Databend is a next-generation cloud-native data warehouse developed in Rust and designed for cloud architecture. It leverages object storage to provide enterprises with a unified lakehouse architecture, offering a big data analytics platform with separated compute and storage.

This article will introduce how to ingest data from AutoMQ into Databend using bend-ingest-kafka.

Prerequisites

Prepare Databend Cloud and Test Data

First, go to Databend Cloud to activate a Warehouse, and create a database and a test table in the worksheet.

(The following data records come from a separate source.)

Issue #364, opened 2020-11-18
Add using= flag support for cable-driver, fixing hard-coded "strongswan" and ignored overrides in operator CI


dfarrell07:
We currently implement `using=<cable-driver>` only in submariner-io/submariner, not in Shipyard. This has caused confusion in submariner-io/submariner-operator, where we try to use `using=<cable-driver>` although it isn't respected. We also have the cable-driver flag hard coded to strongswan, which is an issue as we try to switch the default to libreswan this release.

dfarrell07:
There seems to be some nuance to Helm/Operator cable-driver flags that we should keep in mind.

```
ifneq (,$(cable_driver))
ifneq (,$(filter helm,$(_using)))
override DEPLOY_ARGS += --deploytool_submariner_args '--set cable-driver=$(cable_driver)'
else
override DEPLOY_ARGS += --deploytool_submariner_args '--cable-driver $(cable_driver)'
endif
endif
```

dfarrell07:
We're still not acting on the cable-driver flag in Helm (https://github.com/submariner-io/submariner-charts/pull/100#issuecomment-7424299640), but imho it's still correct to close this as it was focused on fixing the Operator.

PR #365, opened 2020-11-23
Add cable-driver support to using flag, add tests

dfarrell07:
Adds support for setting the cable driver via using= flag.

make e2e using=libreswan

Relates-to: #364

### DIFF
--- a/.github/workflows/consuming.yml
+++ b/.github/workflows/consuming.yml
@@ -19,8 +19,10 @@ jobs:
         project: ['admiral', 'submariner', 'submariner-operator', 'lighthouse']
         deploytool: ['operator', 'helm']
         exclude:
+          # Admiral E2E doesn't respect deploy-tool params, as it uses clusters without Submariner
           - project: admiral
             deploytool: helm
+          # Operator and Helm are mutually exclusive, don't try to use Helm in Operator repo
           - project: submariner-operator
             deploytool: helm
     steps:
@@ -46,7 +48,7 @@ jobs:
         run: sed -i 's/shipyard-dapper-base:*.*/shipyard-dapper-base:dev/' Dockerfile.dapper
 
       - name: Run E2E deployment and tests
-        run: make e2e using=${{ matrix.deploytool }}
+        run: make e2e using="${{ matrix.deploytool }}"
 
       - name: Post mortem
         if: failure()
--- a/Makefile.inc
+++ b/Makefile.inc
@@ -6,6 +6,15 @@ include $(SHIPYARD_DIR)/Makefile.versions
 
 # Process extra flags from the `using=a,b,c` optional flag
 
+ifneq (,$(filter libreswan,$(_using)))
+override DEPLOY_ARGS += --cable_driver libreswan
+else ifneq (,$(filter strongswan,$(_using)))
+override DEPLOY_ARGS += --cable_driver strongswan
+else ifneq (,$(filter wireguard,$(_using)))
+# Wireguard requires kernel module install on the host
+override DEPLOY_ARGS += --cable_driver wireguard
+endif
+
 ifneq (,$(filter globalnet,$(_using)))
 override CLUSTERS_ARGS += --globalnet
 override DEPLOY_ARGS += --globalnet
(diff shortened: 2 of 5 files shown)


dfarrell07:
The failing lighthouse jobs are a known flaky failure. The flag is being set/consumed correctly.

```
2020-11-23T12:39:29.8545562Z [36m[lighthouse]$ [cluster2] grep connected[0m
2020-11-23T12:39:30.5921227Z cluster1-worker                 cluster1                172.17.0.9      strongswan          100.1.0.0/16, 10.1.0.0/16               connected       
2020-11-23T12:39:30.5922570Z cluster2-worker                 cluster2                172.17.0.5      strongswan          100.2.0.0/16, 10.2.0.0/16               connected       
```

Job: Consuming Projects / E2E (lighthouse, operator)
Logs: https://pastebin.com/AWScEvqF

```
2020-11-23T12:41:02.7330133Z [36m[lighthouse]$ [cluster2] grep connected[0m
2020-11-23T12:41:03.0383850Z cluster1-worker                 cluster1                172.17.0.8      libreswan           100.1.0.0/16, 10.1.0.0/16               connected       
2020-11-23T12:41:03.0385082Z cluster2-worker                 cluster2                172.17.0.6      libreswan           100.2.0.0/16, 10.2.0.0/16               connected 
```

Job: Consuming Projects / E2E (lighthouse, operator, libreswan)
Logs: https://pastebin.com/FmMYBQfW

skitt (approved):

dfarrell07:
I added a second commit with better wireguard handling, re-requesting @skitt's review since it was a substantial change.

mangelajo (approved):

mkolesnik (changes requested):
It seems to me this is inflating the testing matrix waaay too much that is necessary.

I feel to test that the flag is passed a simple test can be added with the 3 options, and no need to actually test the whole deployment

dfarrell07:
> It seems to me this is inflating the testing matrix waaay too much that is necessary.
> 
> I feel to test that the flag is passed a simple test can be added with the 3 options, and no need to actually test the whole deployment

How would you test that the flag is passed/consumed correctly?

It seems to me we should exercise the flags we provide in Shipyard. If we're concerned about running too many jobs, then let's merge https://github.com/submariner-io/submariner-operator/pull/902.

.github/workflows/consuming.yml
```diff
@@ -18,9 +18,14 @@ jobs:
       matrix:
         project: ['admiral', 'submariner', 'submariner-operator', 'lighthouse']
         deploytool: ['operator', 'helm']
+        cable_driver: ['libreswan', 'strongswan', 'wireguard']
```
mangelajo, line 21: I hadn't noticed that we make the test matrix quite explode.

I propose we test with only one cable driver, other than the default, `wireguard`?, that way we can always check that such driver is being used.

mangelajo:
> > It seems to me this is inflating the testing matrix waaay too much that is necessary.
> > I feel to test that the flag is passed a simple test can be added with the 3 options, and no need to actually test the whole deployment
> 
> How would you test that the flag is passed/consumed correctly?
> 
> It seems to me we should exercise the main flags we provide in Shipyard. If we're concerned about running too many jobs, then let's merge [submariner-io/submariner-operator#902](https://github.com/submariner-io/submariner-operator/pull/902).

I made a proposal, see the comments

.github/workflows/consuming.yml
mkolesnik: I see no reason, in this particular case, to specify it (as it'll double the amount of jobs).

Instead, I propose a simple "unit test" style test which will see that this was indeed passed properly.
Alternatively, for the time being we can just not test it here, since it is being tested by other projects

.github/workflows/scripts.yml
```diff
@@ -46,15 +46,22 @@ jobs:
       matrix:
         globalnet: ['', 'globalnet']
         deploytool: ['operator', 'helm']
+        cable_driver: ['libreswan', 'strongswan', 'wireguard']
```
mkolesnik, line 49: This shouldn't be here as well.

.github/workflows/consuming.yml
mangelajo: I mean, just having one which won't be the default may be?

But I agree that we cannot grow the test matrix, the e2e is by no ways a cheap test to run.

dfarrell07:
I guess if we're okay with actually-testing all the cable drivers in the main repo (as we're doing now), that's good enough validation.

.github/workflows/consuming.yml
dfarrell07: By this reasoning, why do we test different deploy tools? They are already covered in other repos and they expand the test matrix.

.github/workflows/scripts.yml
dfarrell07: Should I remove the globalnet tests too then, to be consistent with this reasoning?

dfarrell07:
I made the changes @mkolesnik requested, but I don't see how that reasoning is consistent with running any part of our test matrix.

mkolesnik (approved):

create database automq_db;
create table users (
id bigint NOT NULL,
name string NOT NULL,
ts timestamp,
status string
)

Prepare AutoMQ and Test Data

Refer to Deploy Locally▸ to deploy AutoMQ, ensuring network connectivity between AutoMQ and Databend.

Quickly create a Topic named example_topic in AutoMQ and write a test JSON data into it, following the steps below.

Create Topic

To create a topic using the Apache Kafka® command-line tool, ensure that you have access to a Kafka environment and that the Kafka service is running. Here is an example command to create a topic:


./kafka-topics.sh --create --topic exampleto_topic --bootstrap-server 10.0.96.4:9092 --partitions 1 --replication-factor 1

When executing the command, replace topic and bootstrap-server with the actual Kafka server address you are using.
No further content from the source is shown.